Vitamin B12 Test
Maintaining a sufficient supply of vitamin B12 is essential for good health, as the multiple benefits of the vitamin effect many different areas of the body. Therefore, it makes sense that if someone is displaying typical symptoms of vitamin B12 deficiency or has an increased likelihood of developing it – e.g. vegans, vegetarians and the elderly – they measure their B12 level using a vitamin B12 test. In this way, if deficiency is discovered, steps can be taken to quickly remedy it.
Unfortunately, however, measuring the B12 level in the body is not quite as simple as one might hope. People who decide to get themselves tested will soon discover that there is neither a clear definition for deficiency, nor a consensus on a general, standardised test.
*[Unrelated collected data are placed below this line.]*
PR #265, opened 2024-05-05
xilem_masonry: Add filter ("All", "Active", "Completed") to todomvc example

Philipp-M:
This adds the filter-buttons in the footer of TodoMVC via checkboxes (as we currently don't have better widgets for that...), in the future this should be updated with proper radio buttons.

### DIFF
--- a/xilem/examples/to_do_mvc.rs
+++ b/xilem/examples/to_do_mvc.rs
@@ -61,21 +61,6 @@ fn app_logic(task_list: &mut TaskList) -> impl WidgetView<TaskList> + use<> {
         }),
     ));
 
-    let filter_view = |label, filter| {
-        // TODO: replace with combo-buttons
-        checkbox(
-            label,
-            task_list.filter == filter,
-            move |state: &mut TaskList, _| state.filter = filter,
-        )
-    };
-
-    let footer_view = flex_row((
-        filter_view("All", Filter::All),
-        filter_view("Active", Filter::Active),
-        filter_view("Completed", Filter::Completed),
-    ));
-
     let tasks = task_list
         .tasks
         .iter()
@@ -101,7 +86,24 @@ fn app_logic(task_list: &mut TaskList) -> impl WidgetView<TaskList> + use<> {
         })
         .collect::<Vec<_>>();
 
-    flex_col((first_line, tasks, footer_view)).padding(50.)
+    let filter_tasks = |label, filter| {
+        // TODO: replace with combo-buttons
+        checkbox(
+            label,
+            task_list.filter == filter,
+            move |state: &mut TaskList, _| state.filter = filter,
+        )
+    };
+    let has_tasks = !task_list.tasks.is_empty();
+    let footer = has_tasks.then(|| {
+        flex_row((
+            filter_tasks("All", Filter::All),
+            filter_tasks("Active", Filter::Active),
+            filter_tasks("Completed", Filter::Completed),
+        ))
+    });
+
+    flex_col((first_line, tasks, footer)).padding(50.0)
 }
 
 fn run(event_loop: EventLoopBuilder) -> Result<(), EventLoopError> {
--- a/xilem/examples/to_do_mvc.rs
+++ b/xilem/examples/to_do_mvc.rs
@@ -16,8 +16,16 @@ struct Task {
     done: bool,
 }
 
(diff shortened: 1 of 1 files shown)


PoignardAzur:
Nicely done, but as you point out, this PR makes these other bugs very visible. I'd rather not merge it until they are fixed, since this is our showcase. ^^

Philipp-M:
Sure, I also think this should only be merged, when it doesn't produce obvious bugs at this point :). But I think it's probably good for debugging these bugs.

Philipp-M:
(Now this weird issue can be debugged, since #264 is merged)

bram209:
I ran in (I think) the same issue that you are describing, put some reproduction steps here: https://xi.zulipchat.com/#narrow/stream/354396-xilem/topic/TodoMVC.20example/near/437314215

Philipp-M:
Since #278 is merged, I've tested this again, it works now as expected

jaredoconnell:
I tested this. I think this filter should be placed before the list:
image
This makes it so that it doesn't move around when you're using it.

I do find that it's in need of polish. You're using multi-select checkboxes as radio buttons. If we're going with multi-select, you technically don't want an `All` option, and instead check both options.
I don't know what level of polish we're going for this week.

xStrom:
> I think this filter should be placed before the list:
> This makes it so that it doesn't move around when you're using it.

For what it's worth, it also moves around in the examples on [todomvc.com](https://todomvc.com).

Philipp-M:
Yes checkboxes are not ideal indeed, these should be exchanged with the right widgets, when they're implemented.

I'm not sure how much we're striving towards the original TodoMVC.

PoignardAzur:
I've been looking through our PR backlog, and I'd be interested in merging this, if everything works correctly after a rebase.

I'm fine having checkboxes masquerade as combo buttons for now, as long as we track it in an issue. We can add a big ugly "TODO - replace with combo buttons" comment to the example.

Philipp-M:
I've rebased it (+ added comment), and well it revealed yet another new bug^^ (this example seems to be a quite good test as well)

To reproduce:
Press "Active" and then 
"Buy milk"

DJMcNab:
Hmm, so the behaviour we see is that the checkbox "thinks" it is clicked, but without sending an action.

That's very strange

Philipp-M:
I rebased this again, to check whether that issue resolved itself - not the case.
I've found another issue (that is actually *the* issue for the other one as well):
It's possible to toggle the checkboxes, whereas I'd expect, that these should behave more like radio-buttons, since they should be driven by xilem.

So the issue is related to two-way dataflow and non-keyed widgets/viewsequences. I.e. masonry modifies the checkbox value while it shouldn't do it (at least in this case).
This opens the broader question about two-way/unidirectional dataflow/state again.

I think this is an example, that two-way dataflow can be a pitfall for declarative frameworks on top of masonry. I think it would be great to find a general clean solution for this issue (something like opt-in control of the state in masonry, as in this case).

I've pushed a ["fix"/workaround](https://github.com/linebender/xilem/commit/927dbb79e90bea124895a54e1bf71be399597431), which should make this work as expected.

PoignardAzur:
This seems like a very "brute force" solution to the two-way dataflow problem, buuuuut nobody has a better idea, so we may as well ship it.

Philipp-M:
I've removed the workaround in masonry, as this is now more properly handled in masonry since #1366 

I think this is now not surfacing any further bugs, and should be mergeable.

xilem/examples/to_do_mvc.rs
```diff
@@ -45,39 +53,62 @@ fn app_logic(task_list: &mut TaskList) -> impl WidgetView<TaskList> + use<> {
...
+                let delete_button = button("Delete", move |data: &mut TaskList| {
+                    data.tasks.remove(i);
+                });
+                Some(flex_row((checkbox, delete_button)))
+            }
         })
         .collect::<Vec<_>>();
 
-    flex_col((first_line, tasks)).padding(50.)
+    flex_col((first_line, tasks, footer_view)).padding(50.)
```
DJMcNab: In "upstream" todomvc, the "All", "Active", "Completed" filters seem to be hidden if there are no tasks. I'm not sure if we should emulate that

DJMcNab (approved):
Thanks! This works well for me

So which tests are worth doing? And how is vitamin B12 deficiency actually defined?
Which Vitamin B12 Tests are Available?
No tests are yet able to give clear information about B12 levels. Presently, a number of tests are in use, all of which have certain advantages and disadvantages. The standard test in general medicine is the serum test, which is the oldest but by far most unreliable B12 test of all.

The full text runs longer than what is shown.